Barbell Curls + Incline Curls
Barbell preacher bench curls + the same but reversed
Concentration Curl + Hammer Curl
Barbell wrist curl and reversed

Wednesday

Shoulders and Triceps

Front machine press
Dumbbell lateral raises
Bent-Over lateral raises
Cable Side lateral rises low and medium high
front barbell raises
shurgs

standing close grip tricept
lying barbell tricept extensions and reverse
tricept extensions with rope on bench
One arm dumbbell extension
lying dumbbell extensions with rotation

Then i repeat all again.I will do diferent exercices, and supersets, to shock the body time to time.

Most of people train 3 times a week, and there are people that say thats enought, because the muscle needs to rest, and i agree but not at 100%.
I have a hard time to belive that professionals bodybuilders only train 3 times a week. I personaly know a champion of bodybuilding and he hits the gym 2 times a day, monday to saturday.

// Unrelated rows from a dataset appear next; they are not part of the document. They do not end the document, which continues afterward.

PR #98405, opened 2026-08-12
Fix new manual expense flow regressions (Part 3)

thelullabyy:
### Fixed Issues

$ https://github.com/Expensify/App/issues/98230
$ https://github.com/Expensify/App/issues/98317 
$ https://github.com/Expensify/App/issues/98240
PROPOSAL:

### Tests

Verify that all of these issues are not reproducible
$ https://github.com/Expensify/App/issues/98230
$ https://github.com/Expensify/App/issues/98317 
$ https://github.com/Expensify/App/issues/98240

### QA Steps

Verify that all of these issues are not reproducible
$ https://github.com/Expensify/App/issues/98230
$ https://github.com/Expensify/App/issues/98317 
$ https://github.com/Expensify/App/issues/98240

### PR Author Checklist

    - [x] Android: Native
    - [x] Android: mWeb Chrome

The only sad think i have in my workout, or better, i don't have, is a trainer partner. I can't find anyone that likes to train at 7am, ehehe.


----------



## yuris (May 19, 2011)

I forgot to mention that i also do deadlifts, good morning etc.
I don't have a fixed day to do it, when i have extra time i do it.
Everyone should, it's very good for a good solid mass, and strengthens lumbar area


----------



## ebmgypsy (May 19, 2011)

yuris said:


> I forgot to mention that i also do deadlifts, good morning etc.
> I don't have a fixed day to do it, when i have extra time i do it.
> Everyone should, it's very good for a good solid mass, and strengthens lumbar area


You're frickin animal!  Your chest and back day "monday" looks like mine...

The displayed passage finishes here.